Recuerdo una leyenda árabe en la que se narra que, por su afán de conocimiento, el joven Abdallah Al Hamidin recorrió aldeas y ciudades de la región del Creciente Fértil. Conversaba con la gente, observaba la naturaleza y siempre estaba atento a lo que acontecía a su alrededor. Un día pasó por un cementerio y se detuvo a rezar ante las tumbas por la paz de las almas de aquellos que allí fueron enterrados. Mientras oraba, le llamó poderosamente la atención las inscripciones de las lápidas: Fawzia Alkhamesi -vivió 5 años y 25 días-; Saleh Habib -vivió 11 años y 16 días-; Mohammed Al Thabiti -vivió 8 años y seis meses-; etc., etc.

Sumamente intrigado se acercó al primer sepulturero que vio para preguntarle si ese era un cementerio de niños y qué había sucedido para que murieran tan jovencitos. Ante estas preguntas de Al Hamidin el hombre le respondió: “No son niños los que están muertos y enterrados aquí. En esta aldea tenemos la costumbre de hacer un balance del tiempo negativo y positivo, es decir, del tiempo de infelicidad y de dicha vivida por cada persona. Se anota uno y otro y la diferencia, al fallecer, es el tiempo que se considera que vivieron de forma positiva, que fueron felices”.

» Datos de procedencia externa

PR #1097, opened 2015-07-06
Switch to use texture image related test generator in WebGL 1 conform…

zhenyao:
…ance.

Also, fix a few minor bugs.


zhenyao:
This CL is a bit hard to review, but it's quite simple.

1) fix the RGB9_E5 bug from previous CL (kbr pointed out after it's merged)
2) restructure the conformance/textures tests the same as conformance2/textures, i.e., put most tests under misc/, and then canvas/ image/ image_data/ svn_image/ video/ webgl_canvas/ folders where tests are generated by the python script
3) remove a few unused args in the tex test scripts, so the generator can handle various tests in the same way
4) fix the image-data html (in py) because it requires a second canvas and different canvas size

zhenyao:
webgl 1 conformance tested with this CL.  textures/ all passing

kenrussell:
Sorry for the delay reviewing. Looks excellent. Thanks for this significant improvement!

PR #1098, opened 2015-07-07
Fix uniformBlockShader.vert

Oletus:
The shader is supposed to be in ESSL 3.00, with "in" instead of
"attribute".

Also, it is somewhat unclear in the spec whether a semicolon is required
after a uniform block declaration (it's not present in all the examples),
but the grammar seems to suggest so.


kenrussell:
Thanks for the fix. I assume the harness injects the #version directive at the beginning?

Los allí sepultados vivieron casi toda su existencia sin saber que la vida es hermosa, que el mundo también lo es, que el ser humano, que lo habita, encierra en su intelecto un universo de posibilidades reales que, si se preocupa de descubrir y de valorar, será consciente de lo extraordinaria que es esta capacidad que lo caracteriza. La vida debe ser una lucha diaria para prescindir de lo innecesario y erradicar de cada uno lo nocivo. La lucha es ardua, inconmutable, pero si en cualquier hombre las victorias predominan, con creces, sobre las derrotas, gracias al amor que engendra y comparte, y si persevera en su valía interior y la acrecienta constantemente, puede acceder a un mundo impensado, inconcebible, a ese mundo que la mayoría de los humanos desea, pero que solo se queda en eso: en deseo. “Yo amo a toda la gente, manifiesta Gibrán J. Gibrán. Le amo mucho. Según mi criterio, la humanidad se divide en tres partes: la que maldice la vida, la que la bendice y la que medita en ella. Amo al primer grupo por su desdicha, al segundo, por su tolerancia, y al tercero…, por sus razonamientos”. ¡Cuánta luz encierran estas palabras! ¡Qué cierto es que quien se olvida de amar…, se olvida de vivir!